Netflix announced the open source release of their container management platform called Titus. Titus is built on top of Apache Mesos and runs on AWS EC2.
Netflix, which runs its services on virtual machines on AWS, started moving parts of its systems to containers to take advantage of the benefits of a container-based development and deployment model. Netflix's unique challenges included an already-existing cloud-native infrastructure, which meant that moving to a container model should not involve too many changes. Hybrid deployments of both VMs and containers, a mix of microservices and batch jobs, and ensuring reliability with the additional layer that containers would introduce were some of the technical challenges.
These challenges led to the development of its own container management platform called Titus. Currently, Netflix runs video streaming, recommendations and machine learning (ML), big data, content encoding, studio technology, and internal engineering tools in containers, which add up to half-a-million containers and 200,000 clusters per day.

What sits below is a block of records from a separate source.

PR #658, opened 2024-03-12
[MM-42464] SQL store: `calls` & `calls_channels`

streamer45:
#### Summary

PR adds the basic store implementation for `calls` and `calls_channels`.

#### Ticket Link

#### Parent PR

https://github.com/mattermost/mattermost-plugin-calls/pull/647


server/interfaces/interfaces.go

Titus was built on top of Apache Mesos, a framework that abstracts the underlying resources like CPU and RAM and presents the view of a pool of resources that applications can use. Mesos uses Linux cgroups to provide isolation to running processes, and is "application aware", which is to say that it can handle diverse applications like batch jobs as well as microservices.
The app specific logic is encapsulated in a Mesos "framework", which is then offered the pieces of the underlying resource by the cluster manager called Mesos master. Container specific orchestration is done on top of Mesos with a framework called Apache Marathon, which supports Docker. Even though container orchestrators like Kubernetes and Docker Swarm existed at that time, the Netflix engineering team felt that their specific requirements were better served by a custom implementation on Mesos. Titus grew out of two other projects at Netflix called Titan and Mantis.
Image Courtesy - https://queue.acm.org/detail.cfm?id=3158370
Titus’s architecture is based on a master-agent model, with Zookeeper for leader election and Cassandra for storing the master’s state. Jobs are submitted to the master in a declarative way, which launches containers for running them. This is similar to Kubernetes Deployments for specifying the number of replicas and other metadata for launching containers.
Titus manages capacity using two "tiers". The first is a "critical" one which ensures that enough VMs are running to launch containers quickly, potentially at the expense of running more VMs than necessary. The second is a "flexible" one that works at the VM level, and initialises or terminates VMs based on demand. This essentially boils down to auto scaling container clusters up as fast as possible. Other schedulers solve this in different ways. Kubernetes, for example, uses a combination of the horizontal pod autoscaler (analogous to the critical tier) and the cluster autoscaler (analogous to the flexible tier).
Since Netflix's infrastructure is based on AWS, a logical question to ask is how tightly is Titus tied to AWS and to Netflix's own microservice platform dependencies like Eureka, Ribbon and Atlas? According to the ACM paper, Titus had tight integration with Netflix's internal services, and some services had to be refactored to leverage Titus. Existing Netflix apps assumed that they would be running on single VMs on AWS and use AWS-specific security and networking abstractions at the VM level. Titus had to expose additional layers to offer similar functionality at the container level, since there would be multiple containers on a single VM.
Titus also integrates with Netflix's CI/CD tool called Spinnaker. In the course of making it open source, Titus has been refactored to "disconnect it from internal Netflix systems".